# Foreigner...



## Spikezone (Feb 2, 2006)

I am just listening to Foreigner's new album on their website...WOW! Some new members, same great sound! I am going to have to go buy it (on song #3 right now, and it sounds excellent!).
-Mikey


----------



## keto (May 23, 2006)

I loved Double Vision and wore the grooves out of it!


----------



## sysexguy (Mar 5, 2006)

who's on drums now? The dvd with Jason Bonham is killer. I'm a 1st album fan

Andy


----------



## Spikezone (Feb 2, 2006)

I went out and bought the album from Wallyworld for 13.99. For that you get a CD of new tunes (and I haven't heard them all yet, but they sound good so far), a second CD of some of their hits remixed by Marti Frederiksen, AND a DVD of some recent live performances by the new line-up, which includes Mick Jones doing his usual parts, Kelly Hanson doing an INCREDIBLE copy of Lou Gramm, Jeff Pilson on bass, Russ Irwin on keys, and Brian Tichy on drums. I'm listening to the remix CD right now and it sounds unreal-pretty much the original recordings, but punched up a bit. Excellent way to spend a dime and a half!
-Mikey


----------



## leftysg (Mar 29, 2008)

I always liked "4". I know it had the commercial success of Waitin for a Girl, Juke Box Hero and Urgent, but I really liked most of the other tracks especially Night Life, Break It Up and Girl on the Moon. Lou Gramm had one of those awesome identifiable singing voices.


----------



## Spikezone (Feb 2, 2006)

leftysg said:


> I always liked "4". I know it had the commercial success of Waitin for a Girl, Juke Box Hero and Urgent, but I really liked most of the other tracks especially Night Life, Break It Up and Girl on the Moon. Lou Gramm had one of those awesome identifiable singing voices.


The new guy's got it nailed pretty well. I think this is one instance where I really don't mind the band picking up a copycat. As for albums, I liked their earlier ones the best, like FOREIGNER and DOUBLE VISION.
-Mikey


----------



## zontar (Oct 25, 2007)

This was my favorite Foreigner song


----------



## Spikezone (Feb 2, 2006)

zontar said:


> This was my favorite Foreigner song


Yep, that's a great one. I can listen to that album all the way through without tiring every time.
-Mikey


----------



## Stickman (Oct 27, 2009)

I was looking for a cheapo greatest hits package and stumbled across that one. I downloaded it off iTunes for $12, which was pretty much the same price as the GH albums were. So, as I see it, they basically tossed in the new album for free.

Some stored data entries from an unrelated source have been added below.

PR #4488, opened 2020-08-28
plots: add `dvc plots -e/--experiment` option

### LINKED ISSUE #4449: experiments: provide access to experiment plots
While thinking about #4448 it occurred to me that there's currently no way to use `dvc plots` with experiment revisions. Implementation-wise, we should only need a `dvc exp plots ...` subcommand that runs regular plots in the experiments workspace, the same way that show/diff work for experiments.

One concern would be how to handle situations where someone wants to save an experiments plot - do we need functionality to git add & commit plots output into the internal experiment branches? Or can we just say for experiments, generated plots should always be considered temporary, and not be committed anywhere?

@dmpetrov @pared

pmrowla:

Will close #4449.

* Regarding docs, this option is currently hidden from the help/usage output for `dvc plots diff` the same way that the option is hidden in `dvc repro`.
* By default, if a single experiment revision is provided, we will diff against the baseline/parent rev for that experiment, rather than diffing against HEAD/workspace.

### DIFF
--- a/dvc/command/plots.py
+++ b/dvc/command/plots.py
@@ -86,7 +86,12 @@ class CmdPlotsShow(CmdPlots):
 
 class CmdPlotsDiff(CmdPlots):
     def _func(self, *args, **kwargs):
-        return self.repo.plots.diff(*args, revs=self.args.revisions, **kwargs)
+        return self.repo.plots.diff(
+            *args,
+            revs=self.args.revisions,
+            experiment=self.args.experiment,
+            **kwargs,
+        )
 
 
 class CmdPlotsModify(CmdPlots):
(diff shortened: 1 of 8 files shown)


dvc/repo/plots/diff.py
```diff
@@ -1,13 +1,23 @@
-def _revisions(revs, is_dirty):
+def _revisions(repo, revs, experiment):
     revisions = revs or []
+    if experiment and len(revisions) == 1:
+        baseline = repo.experiments.get_baseline(revisions[0])
+        if baseline:
+            revisions.append(baseline[:7])
```
pared, line 6: :+1:

pared (approved):
Looks good to me, though

dvc/command/plots.py
```diff
@@ -151,6 +156,13 @@ def add_parser(subparsers, parent_parser):
         help="Plots file to visualize. Shows all plots by default.",
         metavar="<path>",
     ).complete = completion.FILE
+    plots_diff_parser.add_argument(
+        "-e",
+        "--experiment",
```
efiop, line 161: No strong opinion, but consider just `--exp` instead of both. `-e` might come in handy later for the environment or something.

That said, the new material is pretty good, and I didn't even realize it wasn't Gramm until I read the review on AMG.


----------



## sysexguy (Mar 5, 2006)

David Copperfield and I were both wondering how to do those snappy wardrobe changes between phrases, particularly "Hot Blooded". I also am interested in getting one of those kits that converts from clear visalite to white pearl depending on the bar (if you see the dvd, you'll say aha, he's not so crazy)hwopv

But I like the music, especially since most live foreigner from the day was sped up so much, even Stewart Copeland complained.

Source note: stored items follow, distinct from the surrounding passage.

PR #4490, opened 2020-08-28
Keep `status` output format consistents

### LINKED ISSUE #4482: Discuss whether we should have consistent output format for both `dvc status` and `dvc status -c`.
> So in case of  our current test, if we commit modified `alice` we will get `Data and pipelines up to date` on `dvc status`
and we will get `new: alice` on `dvc status -c`. As this issue is about filtering the `status` I would keep output of `dvc status -c` as is and create issue discussing whether we should have consistent output format for both `dvc status` and `dvc status -c`.

_Originally posted by @pared in https://github.com/iterative/dvc/pull/4433#discussion_r477095154_

@skshetry  we can discuss the output and format and the `Stage::status()` with filter_info here

karajan1001:
fix #4482 
According to the discussion. Make `DVC status [outputs]` output format the same with `DVC status [stages]` instead of `DVC status -c [outputs]`

### DIFF
--- a/dvc/repo/status.py
+++ b/dvc/repo/status.py
@@ -19,11 +19,9 @@ def _joint_status(pairs):
                 "{} is frozen. Its dependencies are"
                 " not going to be shown in the status output.".format(stage)
             )
-        if not filter_info:
-            status_info.update(stage.status(check_updates=True))
-        else:
-            for out in stage.filter_outs(filter_info):
-                status_info.update(out.status())
+        status_info.update(
+            stage.status(check_updates=True, filter_info=filter_info)
+        )
 
     return status_info
 
--- a/dvc/stage/__init__.py
+++ b/dvc/stage/__init__.py
@@ -469,13 +469,13 @@ class Stage(params.StageParams):
             return "failed", exc.target_infos
 
     @rwlocked(read=["deps", "outs"])
-    def status(self, check_updates=False):
+    def status(self, check_updates=False, filter_info=None):
         ret = []
         show_import = self.is_repo_import and check_updates
 
         if not self.frozen or show_import:
             self._status_deps(ret)
-        self._status_outs(ret)
+        self._status_outs(ret, filter_info=filter_info)
         self._status_always_changed(ret)
         self._status_stage(ret)
         return {self.addressing: ret} if ret else {}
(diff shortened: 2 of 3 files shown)


pared (approved):

skshetry (approved):
@karajan1001, I understand that the output format is not good. I find it quite ugly too (what's with the indent, right? :smile: ). If you have a good output format, please do suggest.

I have no issues with the previous output format, I only wanted the dvc's _internals_ to be consistent, as it could affect other `--show-json` functionalities. :slightly_smiling_face: 

@karajan1001, Thanks for the contributions. :tada:

skshetry:
Maybe we should go with git-like status:
```
modified: foo.txt (dvc.yaml:stage_one)
modified: foobar (foobar.dvc)
modified: dir
```

cc @karajan1001

karajan1001:
> Maybe we should go with git-like status:
> 
> ```
> modified: foo.txt (dvc.yaml:stage_one)
> modified: foobar (foobar.dvc)
> modified: dir
> ```
> 
> cc @karajan1001

@skshetry 
I had considered this format too, in the previous PR. Both are ok I think.

efiop:

jorgeorpinel:
Hi there! This PR probably implies several changes to the sample outputs of `status` commands throughout all docs. I started doing some of these changes in https://github.com/iterative/dvc.org/pull/1801/commits/6fc5e8b7aafa4a5af4d67ee1dd6502e078521b94 but we should probably double check them all. Would you like to try that, @karajan1001 ?

skshetry:
@jorgeorpinel, this does not change any output formats at all. Let's say you have a stage, "stage1" with outputs "out1" and "out2".

So, if you do `dvc status stage1`, you'll see:
```console
$ dvc status stage1
stage1:
	changed outs:
		deleted:            out1
		deleted:            out2
```

And, if you just do `dvc status out1`, you'll see filtered results:
```console
$ dvc status out1
stage1:
	changed outs:
		deleted:            out1
```

This PR just rollbacked a different output format that was temporarily there.

jorgeorpinel:
Okay, well I noticed we have some really outdated status outputs in docs thanks to this issue. We'll address that separately, then. Thanks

now to listen to the new material, with an open mind....(and I got mine at futureshop so I didn't have to set foot in warmart):smilie_flagge17:

Andy


----------



## Stickman (Oct 27, 2009)

In my iPod it's a little odd. The first tunes are pretty strong, then there's a bunch that are solid but not great. The last couple are strong again.

Just when you're thinking, "Hey, maybe they've still got it", you hear the intro chords to "Feels Like the First Time" and that feeling slips away. 

Downloaded from iTunes, they all just string together like that. I'm probably going to mess with the ID Tags and split the old tracks off into their own album.


----------



## Spikezone (Feb 2, 2006)

sysexguy said:


> David Copperfield and I were both wondering how to do those snappy wardrobe changes between phrases, particularly "Hot Blooded". I also am interested in getting one of those kits that converts from clear visalite to white pearl depending on the bar (if you see the dvd, you'll say aha, he's not so crazy)hwopv


Yep, I noticed that too. Some hot-shot editor working on that DVD.



sysexguy said:


> (and I got mine at futureshop so I didn't have to set foot in warmart):smilie_flagge17:
> Andy


Wish I could say the same. I loathe Wallyworld, but where I live, it's the ONLY store that has any CD's at all to speak of. We have a Zeller's, but they only carry the 'Top 2 1/2 hits' and a bunch of bargain compilations!
-Mikey


----------